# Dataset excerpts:
<<<<

PR #2951, opened 2026-09-01
Treat an unset PXA dimension as no threat present

### LINKED ISSUE #2877: bug: _threat_present() swallows AttributeError when pxa is None — silently skips embargo termination
## Summary

`_threat_present()` in `threat_termination.py` accesses `getattr(case_status, "pxa").state` without guarding for `pxa is None`. When a participant has no PXA dimension set (a valid state), this raises `AttributeError`, which is caught by a broad `except Exception: return False`. The function silently reports "no threat" and embargo termination is skipped with no log entry.

## Location

`vultron/core/behaviors/status/nodes/threat_termination.py` ~line 101

## Failure scenario

1. A case has an active embargo that should be terminated.
2. At least one participant's `CaseStatus` has `pxa=None` (PXA dimension not yet set).
3. `_threat_present()` raises `AttributeError` on `.state`.
4. The broad `except Exception` catches it and returns `False`.
5. Embargo termination is skipped. No warning or error is logged.

## Fix

Add an explicit guard before the `.state` access:

```python
if case_status.pxa is None:
    return False
```

`None` is the correct "no threat" answer — a participant with no PXA dimension has not asserted any public-exploit or attack status. Making this explicit also allows the broad `except Exception` to be narrowed or removed, so future `AttributeError`s from other causes do not disappear silently.

## Issue type

Bug

arpitjain099:
Fixes #2877.

`_threat_present()` reads `getattr(case_status, "pxa").state` without checking whether `pxa` is set, so a participant whose PXA dimension is still `None` blows up on the attribute access. The guard is the one the issue proposes: an unset PXA dimension is an assertion of nothing, which is not a threat, so it returns `False`.

One correction to the report, since it changes what an operator sees. There is no broad `except Exception` around that access; the only `try` in the function wraps the `pxa_state != CS_pxa.pxa` comparison further down. So this does not silently skip embargo termination, it raises:

```
>>> node = _ThreatTerminationSkipConditionNode(status_obj=SimpleNamespace(case_status=SimpleNamespace(pxa=None)), case_id="case-1")
>>> node._threat_present()
AttributeError: 'NoneType' object has no attribute 'state'
>>> node.update()
AttributeError: 'NoneType' object has no attribute 'state'
```

The fix is the same either way, and the outcome afterwards is the skip the issue describes, this time deliberately.

`test/core/behaviors/status/nodes/test_threat_termination.py` covers the unset dimension, the all-lowercase `pxa` state, and each of P, X and A being set. The first case fails on main with the `AttributeError` above.

`pytest test/core/behaviors/status/nodes/test_threat_termination.py` passes. Three tests in `test/core/behaviors/status/test_partial_accept_participant_status.py` fail in my checkout both with and without this change, so they look unrelated.

### DIFF
--- a/test/core/behaviors/status/nodes/test_threat_termination.py
+++ b/test/core/behaviors/status/nodes/test_threat_termination.py
@@ -1,0 +1,51 @@
+#!/usr/bin/env python
+
+#  Copyright (c) 2026 Carnegie Mellon University and Contributors.
+#  - see Contributors.md for a full list of Contributors
+#  - see ContributionInstructions.md for information on how you can Contribute to this project
+#  Vultron Multiparty Coordinated Vulnerability Disclosure Protocol Prototype is
+#  licensed under a MIT (SEI)-style license, please see LICENSE.md distributed
+#  with this Software or contact permission@sei.cmu.edu for full terms.
+#  Created, in part, with funding and support from the United States Government
+#  (see Acknowledgments file). This program may include and/or can make use of
+#  certain third party source code, object code, documentation and other files
+#  ("Third Party Software"). See LICENSE.md for more details.
+from types import SimpleNamespace
+
+import pytest
+
+from vultron.core.states.cs import CS_pxa
+from vultron.core.behaviors.status.nodes.threat_termination import (
+    _ThreatTerminationSkipConditionNode,
+)
+
+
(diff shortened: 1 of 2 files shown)


ahouseholder:
Hi @arpitjain099, thanks for the PR. We're not quite ready to take PRs from outside the project team yet though so I'm going to close this unmerged.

>>>>

# What is expected:
If a line in the data above includes the string "returns", copy it.

# Result of this task:
4. The broad `except Exception` catches it and returns `False`.
`_threat_present()` reads `getattr(case_status, "pxa").state` without checking whether `pxa` is set, so a participant whose PXA dimension is still `None` blows up on the attribute access. The guard is the one the issue proposes: an unset PXA dimension is an assertion of nothing, which is not a threat, so it returns `False`.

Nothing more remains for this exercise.